Я орала, как ненормальная, накручивала пряди на кулак и выгибала её тонкую шею. Сама не знаю, откуда во мне эти силы взялись. Но единственное, что я понимала – что не отдам ей ни любимого, ни ребёнка. Порву суку… Порву… По ленточкам разрежу.
– Отпусти! – заорала Дина, опомнившись от шока, и рванула, оставляя в моей руке приличную долю своих волос. А мне вдруг смешно стало, я размахивала ими, как флагом.
– Иди ко мне. Давай!
– Ты сдохнешь здесь! – Дина бросилась на меня, а всё, что я успела – перевернуться на живот. Девочка моя… Потерпи.
Дина колотила своими слабыми кулачками, впивалась ногтями, но всплеск адреналина во мне сделал своё дело. Я почти не слышал её криков, не чувствовала боли, нарочно громко смеялась до тех пор, пока стерва не успокоилась. И даже показалось, что она струсила. Близко больше не подходила, даже когда крепче обматывала руки скотчем, старалась не угодить в ту же ловушку. Боится…
Она ещё долго металась по квартире, пытаясь понять, что делать дальше. Осознание того, что она натворила, оглушило её. Речь стала бессвязной, рваной, тихой. Она то начинала заметать осколки, словно прибрать здесь всё хотела, то вновь переворачивала шкафы, нарочно топчась по моим вещам.
Он приедет… Он обязательно приедет! Держимся, девочка моя…
Но реально я испугалась, когда дверь в гостиную с грохотом захлопнулась, а в скважине повернулся ключ. Квартира стремительно погружалась в темноту и тишину… Слышала только её нервный топот, шорохи и шёпот…
Сердце забилось снова, только когда крик «Полиция» заглушил визг Дины. Слышала потасовку, топот и шум мужских голосов. Тело вдруг обмякло. Силы так стремительно покидали меня, а тревога едкой отравой стала расползаться по венам.
Нет…. Нет… НЕТ!!!!!
Перед глазами всё поплыло… Я не шевелилась, боялась, что предчувствие плохого сбудется. А когда увидела любимое лицо, что с выражением дикого ужаса появилось в тусклом свете из коридора.
– Лёва… Лёва… Наша девочка…
…
– Ника! – рык Лёвы стал перекрывать шум, голоса, крики… Я распахнула глаза, медленно возвращаясь в реальность.
Тело было мокрым, липким, а шею обжигало его дыхание. Я с истеричной жадностью прижалась к нему, стала пробираться руками под футболку, ближе к телу. Ближе к коже. Только рядом с ним я ощущала себя под защитой.

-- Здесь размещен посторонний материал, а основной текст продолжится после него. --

PR #493, opened 2022-07-18
Added api sub-domain in the list of alt names in certificates

jimleroyer:
# Summary | Résumé

Trying out to add a subdomain for `*.api.notification.canada.ca` as an alt name for our certificates, helping our friends using WebLogic as an app container, as indicated by [this Freshdesk ticket](https://cds-snc.freshdesk.com/a/tickets/9116).

Also removed an `ignore_changes` statement on a bug previously identified but that should not take place anymore with hashicorp/aws/3.0.0. Let's see how that works out.

1. Head to staging or production environment with the new deployed certificate (e.g. `api.notification.canada.ca`).
2. Get the certificate details.
3. Check the Subject Alternative Name field and check if there is an entry for the new `*.api.notification.canada.ca` entry.

Here is a screenshot of the current certificate details without the new entry for the API sub-domain:

image

### DIFF
--- a/aws/dns/acm.tf
+++ b/aws/dns/acm.tf
@@ -22,7 +22,7 @@ resource "aws_acm_certificate" "notification-canada-ca-alt" {
   domain_name = var.alt_domain
   subject_alternative_names = [
     "*.${var.alt_domain}",
-    "*.api.${var.domain}",
+    "*.api.${var.alt_domain}",
     "*.document.${var.alt_domain}"
   ]
   validation_method = "DNS"
--- a/aws/dns/acm.tf
+++ b/aws/dns/acm.tf
@@ -9,9 +9,6 @@ resource "aws_acm_certificate" "notification-canada-ca" {
 
   lifecycle {
     create_before_destroy = true
-    # TF bug on AWS 2.0: prevents certificates from being destroyed/recreated
-    # https://github.com/hashicorp/terraform-provider-aws/issues/8531
-    ignore_changes = [subject_alternative_names]
   }
 
   tags = {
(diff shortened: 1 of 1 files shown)


aws/dns/acm.tf
```diff
@@ -2,15 +2,13 @@ resource "aws_acm_certificate" "notification-canada-ca" {
...
+    "*.api.${var.domain}",
     "*.document.${var.domain}"
   ]
   validation_method = "DNS"
 
   lifecycle {
     create_before_destroy = true
-    # TF bug on AWS 2.0: prevents certificates from being destroyed/recreated
-    # https://github.com/hashicorp/terraform-provider-aws/issues/8531
-    ignore_changes = [subject_alternative_names]
```
jimleroyer, line 13: Based on the [provided linked issue](https://github.com/hashicorp/terraform-provider-aws/issues/8531#issuecomment-663562156), this should have been fixed by version hashicorp/aws/3.0.0 which we switched to 18 months ago. That `ignore_changes` statement was introduced 20 months ago though and we might never updated this (as we didn't modify that yet).

aws/dns/acm.tf
```diff
@@ -24,15 +22,13 @@ resource "aws_acm_certificate" "notification-canada-ca-alt" {
   domain_name = var.alt_domain
   subject_alternative_names = [
     "*.${var.alt_domain}",
+    "*.api.${var.domain}",
```
mohamed-cds, line 25: this block is for the `alpha.canada.ca` domain so i think you need to switch this var to `var.alt_domain`

mohamed-cds (commented):
Minor change suggested but other than that LGTM since it's the same as what i did in the [security-tools project](https://github.com/cds-snc/security-tools/blob/main/terragrunt/aws/sso_proxy/acm.tf#L3-L6)

aws/dns/acm.tf
jimleroyer: oh right!

mohamed-cds (approved):

sastels (approved):
Let's see if it all works!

– Я сейчас доктора Аню позову, и она снова поставит тебе укол! – шептал Лёва, покрывая меня поцелуями. Чувствовала дрожь в его теле, ощущала жар и резкость в движениях. Прятала лицо, чтобы не видел моих слёз.
– Не надо! Тогда она нас отсюда никогда не выпустит, – захныкала я. – Скажи ей, что забираешь меня! Лёв? Я честно буду сидеть дома. Ну, хочешь, в «Вишнёвый» отвези.
– Хочу, – выдохнул он, заставляя меня откинуть голову, чтобы в глаза посмотреть. – Опять сон?
– Да, – честно ответила я, даже не пытаясь отвести взгляд. – Но он уже такой размытый. Наверное, скоро совсем пропадает!
Врала. И Лёва знал, что вру. Не могла я забыть тот ужасный день, когда чуть не лишилась самого дорого в жизни.
– Собирайся, – Лёва улыбнулся.
– В смысле?
– Доктор Аня нас выписала уже. Ещё утром!
– Тогда почему ты меня до вечера тут продержал, подлый Лёвушка?
– Потому что ты…
Но договорить я ему не давала. Быстро поцеловала и стала ураганом сметать свои вещи в сумку. Бегала по палате, молясь, чтобы не пошутил. ДЕСЯТЬ дней! У меня вся жопа болит от вечных уколов, а про синие руки я вообще молчу. Анька-гадина грудью встала и не выписала, как обещала, через семь дней. Но ничего… Зато с малыхой, как прозвал нашу дочь Лёва, всё хорошо.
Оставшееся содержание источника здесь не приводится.